Task objective:
Locate all lines in the data below that hold "builds" and show them.

(Stored items)
________________________
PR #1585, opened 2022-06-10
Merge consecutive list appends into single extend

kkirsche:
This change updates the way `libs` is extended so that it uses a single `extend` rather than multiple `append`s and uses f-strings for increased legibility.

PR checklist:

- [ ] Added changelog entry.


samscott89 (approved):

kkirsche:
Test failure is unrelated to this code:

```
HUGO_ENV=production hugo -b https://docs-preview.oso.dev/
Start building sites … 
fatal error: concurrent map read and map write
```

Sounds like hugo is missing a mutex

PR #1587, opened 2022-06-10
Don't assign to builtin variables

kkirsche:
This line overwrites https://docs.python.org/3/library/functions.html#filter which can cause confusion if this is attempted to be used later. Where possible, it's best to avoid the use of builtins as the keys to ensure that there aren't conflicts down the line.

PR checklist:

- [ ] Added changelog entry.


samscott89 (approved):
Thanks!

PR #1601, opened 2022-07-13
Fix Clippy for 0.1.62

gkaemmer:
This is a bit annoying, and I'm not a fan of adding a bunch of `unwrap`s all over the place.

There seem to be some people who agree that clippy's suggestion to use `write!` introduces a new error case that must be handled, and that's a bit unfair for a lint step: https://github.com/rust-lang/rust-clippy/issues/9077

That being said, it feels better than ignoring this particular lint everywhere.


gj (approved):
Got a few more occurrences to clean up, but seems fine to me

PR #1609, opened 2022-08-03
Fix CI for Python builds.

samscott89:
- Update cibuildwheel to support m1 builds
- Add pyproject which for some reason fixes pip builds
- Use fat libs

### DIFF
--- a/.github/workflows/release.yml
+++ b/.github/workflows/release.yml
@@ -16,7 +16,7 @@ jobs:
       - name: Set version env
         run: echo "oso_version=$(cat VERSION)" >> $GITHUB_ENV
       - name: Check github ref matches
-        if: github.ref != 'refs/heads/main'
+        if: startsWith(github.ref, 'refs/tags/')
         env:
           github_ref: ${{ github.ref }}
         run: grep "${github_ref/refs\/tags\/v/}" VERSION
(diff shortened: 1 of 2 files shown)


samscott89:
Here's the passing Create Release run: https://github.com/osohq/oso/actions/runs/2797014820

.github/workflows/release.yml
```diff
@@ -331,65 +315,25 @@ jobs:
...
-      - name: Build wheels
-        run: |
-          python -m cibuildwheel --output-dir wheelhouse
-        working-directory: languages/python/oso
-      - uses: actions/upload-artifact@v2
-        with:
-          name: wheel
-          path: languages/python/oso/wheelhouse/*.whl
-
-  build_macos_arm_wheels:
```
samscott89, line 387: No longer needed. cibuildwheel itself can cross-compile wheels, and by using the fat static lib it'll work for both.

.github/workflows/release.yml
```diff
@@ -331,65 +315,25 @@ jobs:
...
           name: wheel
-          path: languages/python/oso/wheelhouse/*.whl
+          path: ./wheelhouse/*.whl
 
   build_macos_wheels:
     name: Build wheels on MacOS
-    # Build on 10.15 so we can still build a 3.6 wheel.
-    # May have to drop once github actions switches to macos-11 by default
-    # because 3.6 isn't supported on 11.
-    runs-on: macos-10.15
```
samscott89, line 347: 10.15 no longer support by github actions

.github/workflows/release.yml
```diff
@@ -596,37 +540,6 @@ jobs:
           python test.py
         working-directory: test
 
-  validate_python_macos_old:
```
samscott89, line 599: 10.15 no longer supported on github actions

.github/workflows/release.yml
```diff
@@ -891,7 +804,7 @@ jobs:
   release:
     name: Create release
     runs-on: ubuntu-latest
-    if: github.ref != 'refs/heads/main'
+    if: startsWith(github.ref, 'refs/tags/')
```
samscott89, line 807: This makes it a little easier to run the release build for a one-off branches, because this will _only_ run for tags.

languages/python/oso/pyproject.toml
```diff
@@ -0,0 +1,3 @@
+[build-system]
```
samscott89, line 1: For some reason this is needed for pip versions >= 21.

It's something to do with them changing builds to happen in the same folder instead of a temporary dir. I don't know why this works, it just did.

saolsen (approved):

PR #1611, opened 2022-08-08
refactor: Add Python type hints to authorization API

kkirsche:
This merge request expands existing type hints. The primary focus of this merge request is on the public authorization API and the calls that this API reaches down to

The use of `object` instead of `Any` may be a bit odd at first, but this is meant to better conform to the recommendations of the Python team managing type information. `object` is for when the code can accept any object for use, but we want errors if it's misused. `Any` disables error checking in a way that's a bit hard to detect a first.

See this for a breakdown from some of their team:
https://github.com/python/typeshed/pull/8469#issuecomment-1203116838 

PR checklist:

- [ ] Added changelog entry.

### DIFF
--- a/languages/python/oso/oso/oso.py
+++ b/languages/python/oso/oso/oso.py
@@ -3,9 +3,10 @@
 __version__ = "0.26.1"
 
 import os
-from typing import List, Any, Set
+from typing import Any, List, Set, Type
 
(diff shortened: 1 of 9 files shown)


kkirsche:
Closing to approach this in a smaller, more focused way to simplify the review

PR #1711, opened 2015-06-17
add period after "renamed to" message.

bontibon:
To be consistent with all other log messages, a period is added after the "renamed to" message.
________________________
Result of this task:
Fix CI for Python builds.
- Update cibuildwheel to support m1 builds
- Add pyproject which for some reason fixes pip builds
It's something to do with them changing builds to happen in the same folder instead of a temporary dir. I don't know why this works, it just did.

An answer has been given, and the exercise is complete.